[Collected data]
**********
PR #48, opened 2025-08-01
Repo Reorg: Modularize InSAR plotting functions

nemo794:
### Overview

This PR reorganizes the InSAR plotting functions from all existing in one large Python module (`src/nisarqa/utils/plotting.py`, which was 4,153 lines) into a series of smaller Python modules located under the new directory `src/nisarqa/plotting/`.  The breakdown is based primarily on the name of the raster layer being plotted, although in the case of side-by-side plots then the functions for both raster layers would be in a single module.

### Changes in this PR

There are no changes to the code functionality itself:
* All classes and functions were copy-paste; no changes
* The `__init__.py`s and import statements were updated to reflect the new structure

### Recommended Follow-on PR

After this PR is reviewed and merged, it would be advised to refactor `src/nisarqa/products/rslc.py` to take advantage of this new `processing` group. When that happens, we might decide to add subdirectories of `../processing/insar` and `../processing/non_insar`.


src/nisarqa/processing/__init__.py
```diff
@@ -0,0 +1,14 @@
+from .utils_for_plotting import *
+from .utils_for_processing import *
```
gmgunter, line 2: Consider these alternative names for brevity

```suggestion
from .plotting_utils import *
from .processing_utils import *
```

gmgunter (approved):
Looks great, thank you!

PR #49, opened 2025-08-11
Repo Reorg: Modularize `caltools.py`

nemo794:
### Overview

This PR reorganizes the Calibration Tools functions from one large Python module (`src/nisarqa/products/caltools.py`, which was 1,993 lines) into a series of smaller Python modules located under the new subdirectory `src/nisarqa/processing/caltools/`.  There is one new module per CalTool, plus a separate module for PTA plotting functionality.

### Changes in this PR

There are no changes to the code functionality itself:
* All classes and functions were copy-paste; no changes
* The `__init__.py`s and import statements were updated to reflect the new structure

These updates were tested using a RSLC HDF5 that contained corner reflectors. The output QA STATS.h5 and REPORT.pdf were confirmed to contain valid outputs from the tools.

These updates were not tested with GSLC HDF5, due to lack of readily-accessible test dataset. Happy to pursue this, if requested. Thanks!


src/nisarqa/processing/caltools/__init__.py
```diff
@@ -0,0 +1,4 @@
+from .abscal import *
+from .noise_equivalent_backscatter import *
+from .pta import *
+from .pta_plotting import *
```
gmgunter, line 4: FYI there's an inconsistency here w.r.t a previous PR -- unlike `src/nisarqa/input_product_readers/__init__.py`, there's no comment here noting the lack of `from ._utils import *`.

https://github.com/isce-framework/nisarqa/blob/40c1112a37fd1264d672fe8702392fada4dcd0a3/src/nisarqa/input_product_readers/__init__.py#L15-L19

IMO we should just remove that comment. It's not providing much value, and it seems tedious to copy-paste it every time we introduce an `_utils.py` module in a new subdirectory.

gmgunter (approved):
LGTM, thank you!

PR #56, opened 2025-08-18
Bugfix: Copy `rfilikelihood` correctly for RSLC

nemo794:
Follow-on to #38, where there must have been a incorrectly-resolved merge conflict.

### Issue

In brief, QA is trying to copy the `rfiLikelihood` Datasets from the input RSLC HDF5 to the QA STATS HDF5 **twice**.

It is using `copy_rfi_metadata_to_stats_h5()` to copy `rfiLikelihood` inside these functions:
* `rslc_qa()`
* `setup_stats_h5_non_insar_products()` (which is called directly inside `rslc_qa()`)

This was not detected previously due to a `try..except` block treating all `RuntimeError` the same; this allowed the QA bug to be quietly logged in the log file.

### Fix

In this PR, we:
* Remove the redundant call to `copy_rfi_metadata_to_stats_h5()`
* Make the `try..except` specific to the error messages

### DIFF
--- a/src/nisarqa/processing/stats_h5_writer/setup_writer.py
+++ b/src/nisarqa/processing/stats_h5_writer/setup_writer.py
@@ -277,16 +277,26 @@ def copy_rfi_metadata_to_stats_h5(
                 )
                 try:
                     in_file.copy(src_path, stats_h5, dest_path)
-                except RuntimeError:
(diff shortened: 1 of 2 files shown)


nemo794:
Thank you, @gmgunter !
**********
▶ [WHAT THIS TASK INVOLVES]: From the data above, pick out each line containing "modules" and copy it.

▶ [EXERCISE ANSWER]:
This PR reorganizes the InSAR plotting functions from all existing in one large Python module (`src/nisarqa/utils/plotting.py`, which was 4,153 lines) into a series of smaller Python modules located under the new directory `src/nisarqa/plotting/`.  The breakdown is based primarily on the name of the raster layer being plotted, although in the case of side-by-side plots then the functions for both raster layers would be in a single module.
This PR reorganizes the Calibration Tools functions from one large Python module (`src/nisarqa/products/caltools.py`, which was 1,993 lines) into a series of smaller Python modules located under the new subdirectory `src/nisarqa/processing/caltools/`.  There is one new module per CalTool, plus a separate module for PTA plotting functionality.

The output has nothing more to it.